WHAT TO DO – Would you please return the lines of the entries below starting at the line that has "gj: The two" and ending at the line that has "Right now we", both included, exactly as they are?

DATA SHOWN –
===============

PR #535, opened 2020-11-19
Bidirectional class compatibility checks w/ partial matches

gj:
PR checklist:

- [ ] Added changelog entry.

### DIFF
--- a/polar-core/src/partial/isa_constraint_check.rs
+++ b/polar-core/src/partial/isa_constraint_check.rs
@@ -31,11 +31,21 @@ impl IsaConstraintCheck {
         }
     }
 
-    /// Check if the existing constraints set is compatible with the proposed
-    /// matches class.
+    /// Check if existing constraints are compatible with the proposed type constraint (`_this
+    /// matches Post{}`).
     ///
-    /// Returns: None if compatible, QueryEvent::Done { false } if incompatible,
-    /// or QueryEvent to ask for compatibility.
+    /// If the existing constraint is also a type constraint , we return a pair of
+    /// `QueryEvent::ExternalIsSubclass`es to check whether the type constraints are compatible.
+    /// The constraints are compatible if they are the same class or if either is a subclass of the
+    /// other.
+    ///
+    /// If the existing constraint is not a type constraint, there's no external check required,
+    /// and we return `None` to indicate compatibility.
+    ///
+    /// Returns:
+    /// - `None` if compatible.
+    /// - A pair of `QueryEvent::ExternalIsSubclass` checks if compatibility cannot be determined
+    /// locally.
     fn check_constraint(
         &mut self,
         mut constraint: Operation,
@@ -80,14 +90,17 @@ impl Runnable for IsaConstraintCheck {
 
         if let Some(result) = self.result.take() {
             if result {
+                // If the primary check succeeds, there's no need to check the alternative.
                 self.alternative_check = None;
             } else if self.alternative_check.is_none() {
+                // If both checks fail, we fail.
                 return Ok(QueryEvent::Done { result: false });
             }
         }
 
         let counter = counter.expect("IsaConstraintCheck requires a Counter");
         loop {
+            // If there's an alternative waiting to be checked, check it.
             if let Some(alternative) = self.alternative_check.take() {
                 return Ok(alternative);
             } else if let Some(constraint) = self.existing.pop() {
--- a/polar-core/src/partial/isa_constraint_check.rs
+++ b/polar-core/src/partial/isa_constraint_check.rs
@@ -9,6 +9,7 @@ pub struct IsaConstraintCheck {
     existing: Vec<Operation>,
     proposed_tag: Option<Symbol>,
     result: Option<bool>,
+    alternative_check: Option<QueryEvent>,
     last_call_id: u64,
 }
 
@@ -25,6 +26,7 @@ impl IsaConstraintCheck {
             existing,
             proposed_tag,
             result: None,
+            alternative_check: None,
             last_call_id: 0,
         }
     }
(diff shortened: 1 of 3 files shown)


polar-core/src/partial/isa_constraint_check.rs
```diff
@@ -69,20 +89,25 @@ impl Runnable for IsaConstraintCheck {
...
-            if let Some(constraint) = next {
-                if let Some(event) = self.check_constraint(constraint, &counter) {
-                    return Ok(event);
+            // If there's an alternative waiting to be checked, check it.
+            if let Some(alternative) = self.alternative_check.take() {
+                return Ok(alternative);
+            } else if let Some(constraint) = self.existing.pop() {
+                if let Some((primary, alternative)) = self.check_constraint(constraint, &counter) {
+                    self.alternative_check = Some(alternative);
+                    return Ok(primary);
```
leina05, line 109: Don't really understand the mechanics of this so not able to fully review it.

polar-core/src/partial/partial.rs
```diff
@@ -407,6 +411,37 @@ mod test {
...
+        };
+        assert_partial_expression!(
+            next_binding(),
+            "a",
+            "_this matches PostSubclass{} and _this matches Post{}"
+        );
+        assert_query_done!(q);
+        Ok(())
+    }
+
```
leina05, line 444: Would it be redundant to test with the opposite order of subclass/superclass as well (i.e. it hits the superclass constraint first, then the subclass)?

polar-core/src/partial/isa_constraint_check.rs
```diff
@@ -25,20 +26,31 @@ impl IsaConstraintCheck {
...
+    /// The constraints are compatible if they are the same class or if either is a subclass of the
+    /// other.
+    ///
+    /// If the existing constraint is not a type constraint, there's no external check required,
+    /// and we return `None` to indicate compatibility.
+    ///
+    /// Returns:
+    /// - `None` if compatible.
+    /// - A pair of `QueryEvent::ExternalIsSubclass` checks if compatibility cannot be determined
+    /// locally.
```
leina05, line 48: One other case that this doesn't account for, which comes up in languages that support multiple inheritance:

- If you have these three classes:
```python
class Doctor:
    pass

class Administrator:
    pass

class DepartmentHead(Doctor, Administrator):
    pass
```

And then rules that looked like this:

```python
f(x: Doctor);
g(x: Administrator);
```
Those constraints would be incompatible by this implementation, although there exists a class (`DepartmentHead`) for which they are compatible. 

I don't think that this is a common use case AT ALL, but we should probably document the behavior and say that we won't recognize multiple inheritance structures with Partials?

gj: I don't quite follow -- what's the actual rule that's incompatible under the current implementation?

polar-core/src/partial/partial.rs
gj: That gets tested in `test_partial_isa_two_rule`, above 🙂

polar-core/src/partial/isa_constraint_check.rs
leina05: Updated my comment to try to be more clear

leina05: I may be misunderstanding how the engine evaluates it though. If it only compares each `isa` constraint to the initial `Partial` type constraint, and not to each other, than it would be fine.

gj: The two `matches` constraints would exist on separate branches of an `or`. The partial's constraints would look something like this:
```python
_this matches DepartmentHead{}
and ((_this matches Doctor{} and _this.approver = true)
or (_this matches Administrator{} and _this.approver = true))
```
I added parens to hopefully make it clearer.

leina05: Ah yeah, I meant for them to be on the same `and` branch, my bad. E.g., 

```
is_department_head(x: DepartmentHead) if is_doctor(x) and is_administrator(x);
is_doctor(x: Doctor);
is_administrator(x: Administrator);
```

Wondering if this would cause the constraints to clash or not.

gj: Ah, you're right! We'll add a failing test.

Right now we would get to the point of adding the `_this matches Administrator{}` constraint, check it against the existing `_this matches DepartmentHead{}` constraint (which would succeed), and then check it against the existing `_this matches Doctor{}` constraint, which _should_ succeed but will currently fail.

gj: (This PR is still a step in the direction of correctness, though)

dhatch (approved):
LGTM, although I'm not sure our library code always handles the narrowing case:

```
f(x: Post) if g(x);
g(x: PostSubclass);
```

if `x` isn't actually a post subclass, our isa assert probably fails.  I think you may have fixed this with https://github.com/osohq/oso/pull/533/commits/f10ff9ac1782b7c6706a2ef37c95dbbd07807c26#diff-a88e4d38f71841b81cb8ff7aa71124ca648ac2fb2231ac27b83f4424f0db1d3fR66 in Django.

polar-core/src/partial/isa_constraint_check.rs
leina05: Thanks for checking that! Yeah again, I think this is a very niche case, especially since most of our mainstream use cases don't seem to use complex multi-dispatch.

leina05 (approved):

gj:
> I think you may have fixed this with [f10ff9a#diff-a88e4d38f71841b81cb8ff7aa71124ca648ac2fb2231ac27b83f4424f0db1d3fR66](https://github.com/osohq/oso/commit/f10ff9ac1782b7c6706a2ef37c95dbbd07807c26#diff-a88e4d38f71841b81cb8ff7aa71124ca648ac2fb2231ac27b83f4424f0db1d3fR66) in Django.

Yep, we'll port that to the other adapters.

PR #536, opened 2020-11-19
Add field constraints to partials

gj:


polar-core/src/partial/partial.rs
```diff
@@ -84,16 +86,46 @@ impl Partial {
...
     }
 
-    pub fn isa(&mut self, other: Term) -> Box<dyn Runnable> {
-        let isa_op = op!(Isa, self.variable_term(), other);
-
-        let constraint_check = Box::new(IsaConstraintCheck::new(
-            self.constraints.clone(),
-            isa_op.clone(),
-        ));
+    pub fn isa(&mut self, other: Term) -> Option<Box<dyn Runnable>> {
```
dhatch, line 89: Comment indicating what `None` means.

polar-core/src/partial/partial.rs
```diff
@@ -84,16 +86,46 @@ impl Partial {
...
+                // Construct field-less Isa operation since field constraints will be added
+                // separately.
+                let tag_pattern = term!(pattern!(instance!(tag.clone())));
+                let type_constraint = op!(Isa, self.variable_term(), tag_pattern);
+                let existing = self.constraints.clone();
+                let check = Box::new(IsaConstraintCheck::new(existing, type_constraint.clone()));
+
+                self.add_constraint(type_constraint);
+
+                // Add field constraints.
```
dhatch, line 112: As an alternative, could we call `self.isa(Pattern::Dictionary)` here? Would save a small amount of code duplication. I can make this change & test, just lmk what you think.

polar-core/src/partial/partial.rs
```diff
@@ -353,11 +385,70 @@ mod test {
     #[test]
     fn test_partial_isa_with_fields() -> TestResult {
         let p = Polar::new();
-        p.load_str("f(x: Post{id: 1});")?;
+        p.load_str(
+            r#"f(x: Post{id: 1});
+               f(x: Post{id: 1}) if x matches {id: 2};
+               f(x: Post{id: 1}) if x matches Post{id: 2};
```
dhatch, line 391: We are missing a case for a instance literal with more than one field. Will add.

gj: Line 394, below?

dhatch: That one fails, so we never actually check that the code worked since no binding is returned.

dhatch (approved):
lgtm

PR #539, opened 2020-11-20
Fix new clippy issues.

samscott89:


languages/rust/oso/src/repl.rs
```diff
@@ -112,21 +112,20 @@ pub fn main() -> anyhow::Result<()> {
...
 
-        if input.starts_with("%def") {
-            if let Err(e) = oso.load_str(&input[4..]) {
+        if let Some(define) = input.strip_prefix("%def") {
+            if let Err(e) = oso.load_str(define) {
                 println!("{}", e);
             }
             continue;
         }
-        input.pop(); // remove trailing `;`
```
samscott89, line 129: (this was incorrect, I went to try out the REPL after making the above change to confirm it works)

gj (approved):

===============

EXERCISE OUTPUT –
gj: The two `matches` constraints would exist on separate branches of an `or`. The partial's constraints would look something like this:
```python
_this matches DepartmentHead{}
and ((_this matches Doctor{} and _this.approver = true)
or (_this matches Administrator{} and _this.approver = true))
```
I added parens to hopefully make it clearer.

leina05: Ah yeah, I meant for them to be on the same `and` branch, my bad. E.g., 

```
is_department_head(x: DepartmentHead) if is_doctor(x) and is_administrator(x);
is_doctor(x: Doctor);
is_administrator(x: Administrator);
```

Wondering if this would cause the constraints to clash or not.

gj: Ah, you're right! We'll add a failing test.

Right now we would get to the point of adding the `_this matches Administrator{}` constraint, check it against the existing `_this matches DepartmentHead{}` constraint (which would succeed), and then check it against the existing `_this matches Doctor{}` constraint, which _should_ succeed but will currently fail.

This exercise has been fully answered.